If clinical care permitted, a single daily serum sample was collected with the first morning blood draw following enrollment and daily for up to seven days, or until death, liver transplantation, or hospital discharge. Following centrifugation, aliquoted serum samples were frozen at −80°C at the site and batch-shipped to the research bio-repository for storage. The frequency and volume of serum collected for research purposes was dependent upon patient weight, hemoglobin, and daily volume of blood required for diagnosis and patient management. Given these patient safety restrictions, research samples were not available at all potential time points for all PALFSG participants. This analysis was performed in serum samples from the PALFSG registry. Previously reported results for 104 patients, 64 patients with indeterminate ALF, 10 with APAP toxicity and 30 with other specific diagnoses are included in this analysis. 8
Measurement of Serum APAP Adducts Concentrations
Serum samples (100–500 µL each) from subjects were analyzed, without knowledge of clinical parameters, final diagnosis, or outcomes, for APAP protein adducts using a previously reported and validated method. 9,10 In a previous report, receiver operator curve analysis established a toxicity threshold of ≥1.1 nmol/mL of APAP protein adducts in serum (sensitivity, 96.8%; specificity, 95%) in patients with APAP overdose and an alanine aminotransferase (ALT) value >1000 IU/L. 9 For the purposes of this analysis, adducts values ≥ 1.0 nmol/mL are defined as positive. We chose the > 1.0 nmol/mL cut-off to allow us to be consistent with the recent Acute Liver Failure Study Group publication examining adducts in adults. 11 Also, this cut-off has been found to yield similar sensitivity and specificity as the previously reported 1.1 nmol/mL threshold (James personal communication).
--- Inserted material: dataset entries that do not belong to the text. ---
PR #482, opened 2016-02-23
uif2iso: add x86 as 2nd arch, mark !x86_gcc2, rewrite description

fbrosson:

PR #483, opened 2016-02-24
daa2iso: reorder sections and mark x86_{gcc2,x64} as tested

fbrosson:
Also install documentation/packages/daa2iso/daa2iso.txt


fbrosson:
I've just added a tiny change for uif2iso. I would have included it in #482 if I had thought about it before that PR got merged. (Sorry)
Is it OK to "use" this same PR for that? If not I can easily revert the change and create a separate PR, but I guess it will be OK because both packages are related (same author and topic) and the change is really small.
BTW, I did not increment the revision of uif2iso. Should I do so? Next time I'll use a checklist before I submit a PR. Thanks.

korli:
The resulting packages are different, revision should be bumped.

fbrosson:
ok, done. Thanks for the merge!

PR #484, opened 2016-02-25
ed: bump version & add x86_64.

fbrosson:


fbrosson:
Upstream has switched from **`tar.gz`** to **`tar.lz`** when they released 1.10.
https://fossies.org/ keeps a _perfect_ **`tar.gz`**  "translation" of the original **`tar.lz`**, but they only keep the latest stable.
This means that we should probably keep both 1.9 and the latest stable (1.13), for situations where the recipe for the latest stable becomes outdated and a user of a __non hybrid__ x86_gcc2 choses to build from source. Since those users can't have **`lzip`** on non hybrid x86_gcc2 their only options would be to build ed-1.9 or to grab the **`tar.gz`** for 1.13 from some other mirror.
Let me know if having a conditional SOURCES_URI in the recipe for version 1.13 (in order to be able to use the lziped tarball from upstream instead of the gziped one from foosies.org) is acceptable.
BTW, if there is a way, with`$effectiveTargetArchitecture`or some other test,  to distinguish x86_gcc2 hybrid from non hybrid in a recipe then we could improve the recipe to make it usable with **`lzip`** on hybrid x86_gcc2 boxes.
Thanks for any feedback!

korli:
I don't quite understand. We only need the 1.13 recipe with the tar.gz SOURCE_URI. Or do I miss something? Please add a comment with the tar.lz SOURCE_URI as well.

fbrosson:
The ed-1.13.tag.gz tarball is not available from upstream. It was generated by fossies.org (from the official ed-1.13.tar.lz tarball).
It is safe to use ed-1.13.tag.gz but when/if ed-1.14 becomes available, fossies.org will delete their old tarball.
So it would be better to rely on the ed-1.13.tar.lz tarball.
Regarding the recipe for ed-1.9, I just added it in case a user on a non-hybrid x86_gcc2 system fails to find ed-1.13.tar.gz from an alternate mirror or is unable to use ed-1.13.tar.lz.
But if you prefer to only keep ed-1.13.recipe then I'll remve ed-1.9.recipe.
Regarding the tarball of ed-1.13, I think it would be nice to use the lziped tarball on platforms that have lzip, unless you prefer to use a single tarball for all architecures, in which case I'll switch to ed-1.13.tar.gz from fossies.org.
What comment would you like to see about the tar.lz?
Would something like the following line be OK for the comment?
"Upstream only ships lziped tarballs since release 1.10, but cmd:lzip is not available for non-hybrid x86_gcc."

fbrosson:
That's it. I got rid of **`ed-1.9.recipe`** and added a couple of comments in **`ed-1.13.recipe`** to document the reason why the recipe uses different tarball formats. Please don't hesitate to ask for extra changes.
BTW, is there a way to test whether we are on a hybrid x86_gcc2 versus a non-hybrid x86_gcc2? Thanks!

fbrosson:
Oops, I lost my comments. I'll add them again.

korli:
Please use only the tar.gz file SOURCE_URI and leave the other in comment.

fbrosson:
Done.

korli:
Thanks

PR #494, opened 2016-02-29
lcab: create recipe for version 1.0b12.

fbrosson:


korli:
Patch doesn't seem to work:
https://hpkg.mlotz.ch/x86_64/output/builds/29135.log

fbrosson:
Oops, I know what happend. I also get the same error... but _only_ with /bin/haikuporter.
With the haikuporter from the repo it works fine.
I'll fix the patch asap to make it work for all versions of haikuporter.
And I won't forget to test my future edits with the default haikuporter. (Sorry for this time.)

korli:
BTW I wonder whether we should explicit require git patches with author information. Simple patches will generally not be accepted upstream, so we have to live with the burden of maintaining them...

fbrosson:
Well, the new haikuporter (I mean, the one in the Git repo) does not have this requirement.
That's it. I've fixed the patch and made a couple of tiny changes to the recipe. It's in #495.

PR #490, opened 2016-02-28
dvdbackup: create recipe.

fbrosson:

PR #495, opened 2016-03-01
lcab: fix patch to meet /bin/haikuporter requirements.

fbrosson:
Although this recipe was OK for the haikuporter from the haikuport**_er_** repo, it was failling to pass the patch phase with the default haikuporter, i.e. the one that is available as a "pre-built" package from the haikuport**_s_** repo and which gets installed in /bin.
This edit fixes that issue by switching the patch format from ".patch" to ".patchset" and, most important, avoiding the use of patches created with "diff -U0" since haikuporter does not accept contexts of 0 lines.


fbrosson:
Hmm, I though the problem about the man pages not being stored in the package when the _default_ haikuporter was being used was due to haikuporter itself, but I've just tried re-buioding dvdbackup (https://github.com/haikuports/haikuports/pull/490) with the _default_ haikuporter (instead of the haikuporter from the repo) and noticed that it was successfully storing the man pages.
So the issue about the man page of lcab not being stored without explicit steps might not be due to haikuporter.
Unless, off course, this is due to the **`--omit-dirs`** switch of **`runConfigure`** that I absolutely had to provide for lcab (due to its configure script not accepting **`docDir`** nor **`dataRootDir`**), while dvdbackup's configure does not complain when given these Dir options.

waddlesplash:
> Unless, off course, this is due to the --omit-dirs switch of runConfigure that I absolutely had to provide for lcab (due to its configure script not accepting docDir nor dataRootDir), while dvdbackup's configure does not complain when given these Dir options.

It is. The manpages go in docDir, and if configure doesn't know where that is it's probably putting them in the wrong place.

fbrosson:
Thanks @waddlesplash for your hint about the docDir, and sorry for this late reply. The recipe now builds with all versions of haikuporter.
Except for the patch issue (now fixed), the other problems were not due to haikuporter as I initialy though, but by a filesystem full! That's why I've had to resize my partitions...
BTW, I was "playing" with an 8 GB thumb key with 3 partitions of 600 MB and a big data partition of around 6,2 GB. I have changed my partition layout and now I have 3 bigger system partitions and a comfortable data partition for the haikuports tree. In case some newcomer would like reproduce the triple-boot layout, here's the partition table I have:
```
#  Start      End Sectors  Size Id Type
1   8192  2465791 2457600  1.2G eb BeOS fs [x86 GCC 2 Hybrid]
2  65792  4923391 2457600  1.2G eb BeOS fs [x86 GCC 4 Hybrid]
3  23392  7380991 2457600  1.2G eb BeOS fs [x86_64]
4  80992 15646719 8265728    4G eb BeOS fs [data (haikuports)]
```
(Off couse, I used **`unzip -p current_anyboot.zip nightly-anyboot.image`** piped through **`dd`** to skip the first 4 MB of the haiku-nightly-anyboot.image and put it in a 600 MB partition, then installed it over the 1.2 GB partition.)
This is cool because with a tiny USB thump key I can check that a recipe builds on _any_ architecture, inluding both x86_gcc2 and x86 as secondary architectures.
BTW, the packagefs concept (among others) in Haiku is awsome!

waddlesplash:
Er, need $docDir, but that's still ommitted?

fbrosson:
Yep, we need to pass both docDir and dataRootDir as omit-dirs.
If we call **`runConfigure  ./configure`** or **`runConfigure --omit-dirs dataRootDir ./configure`** then we get this error:
```
configure: error: unrecognized option: --docdir=/packages/lcab-1.0b12-1/.self/documentation/packages/lcab
```
And if we call **`runConfigure --omit-dirs docDir ./configure`** then we get this other error:
```
configure: error: unrecognized option: --datarootdir=/packages/lcab-1.0b12-1/.self/data
```
So my conclusion is that the current commit is required _as is_.
Reminder: the recipe that is already in master already works fine with the haikuporter from the haikuport**_er_** repo. It only fails with the haikuporter from the haikuport**_s_** repo. (This commit will make the recipe work with the haikuporter from _any_ repo.)

waddlesplash:
> Reminder: the recipe that is already in master already works fine with the haikuporter from the haikuporter repo. It only fails with the haikuporter from the haikuports repo. (This commit will make the recipe work with the haikuporter from any repo.)

Oh, in that case, this isn't needed -- the haikuporter recipe is just an older version of HaikuPorter, we probably should update it.

fbrosson:
Well, I think @korli might be willing to have the fix merged, as he reported in # https://github.com/haikuports/haikuports/pull/494#issuecomment-190620793 that the patch was not passing.
BTW, I've just simplified the fix. I was not necessary to switch to the patchset format. The only problem was the length of the context for patching one of the files (the one that contained the wrong version string.)
So now the delta in the commit of this PR is reduced to the minimum. Maybe it would be worth merging.
Hmm, the refreshed commit (https://github.com/haikuports/haikuports/commit/40ef0b53527147165bdd9f333be685d167324c23) does not popup in this PR because it is closed. If you re-open it then maybe it will become available for merging without a new PR, in case you decide to merge. (I promisse I won't use any strange context lengths in patches anymore ;-)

For the 104 patients enrolled between 1999 and 2004, also included in the initial report, 8 quantitative adducts levels below 1.0 nmol/mL are not reported due to limitations in the sensitivity of the earlier assay. 10 The median and interquartile range for adducts levels are reported for the 289 participants with serum tested using the most recently published method which includes a more efficient proteolytic digestion step allowing for more precise quantification below the cut-off value. 9,11 In the APAP overdose group, the median values were calculated from the first sample tested for each patient.
Statistical Analysis
Demographic data, encephalopathy grade, and laboratory values were determined on day of enrollment. If unavailable, they were imputed from values three days or less before enrollment. Percentages were reported for demographic characteristics, final diagnosis and outcomes, if categorical, and medians and interquartile ranges were reported for continuous laboratory values. Pearson chi-square tests of association were used to test differences in proportions between those who were adducts positive versus adducts negative. McNemar chi-squares were used to test associations between measurement thresholds from the same samples. Exact tests were used when cells were sparse. Wilcoxon rank-sum tests were used to test for differences in distributions between those with different adducts status for continuous variables. P-values less than 0.05 were used to determine statistical significance. Analyses were conducted using SAS Statistical Software (SAS Institute, Cary, NC).
Results
Study Population
The PALFSG enrolled 986 participants between December 1999 and October 2010. Of these, a convenience sample of 393 were selected based on availability of serum for adducts testing; 190 with indeterminate diagnosis, 145 with established diagnosis other than APAP toxicity and 58 with APAP toxicity. Twelve patients with APAP toxicity due to a single dose exposure had daily serial adducts level measurements. Table 1 describes their clinical characteristics.
Table 1.
Clinical Characteristics of Participants (n=393)
| Adduct Sample n=393 |
|
|---|---|
| n(%) | |
| Age (years) | |
| < 1 | 79(20.1) |
| 1–2 | 57(14.5) |
| 3–9 | 103(26.2) |
| 10–17 | 154(39.2) |
| Gender | |
| Male | 192(48.9) |
| Female | 201(51.1) |
| Race | |
| White | 295(76.0) |
| African American | 55(14.2) |
| Other | 38(9.8) |
| Unknown | 5 |
| Final Diagnosis | |
| Acetaminophen Toxicity | 58(14.8) |
| Metabolic | 27(6.9) |
| Autoimmune | 29(7.4) |
| Infection | 26(6.6) |
| Indeterminate | 190(48.4) |
| Other* | 63(16.0) |
| Outcome at 21 days | |
| Death without transplantation | 44(11.2) |
| Transplantation | 115(29.3) |
| Spontaneous Survival | 234(59.5) |
Common other diagnoses included hemophagocytic syndrome (5), shock/ischemia (8), neonatal iron storage (10), non-acetaminophen drug induced (13), and venoocclusive disease (5).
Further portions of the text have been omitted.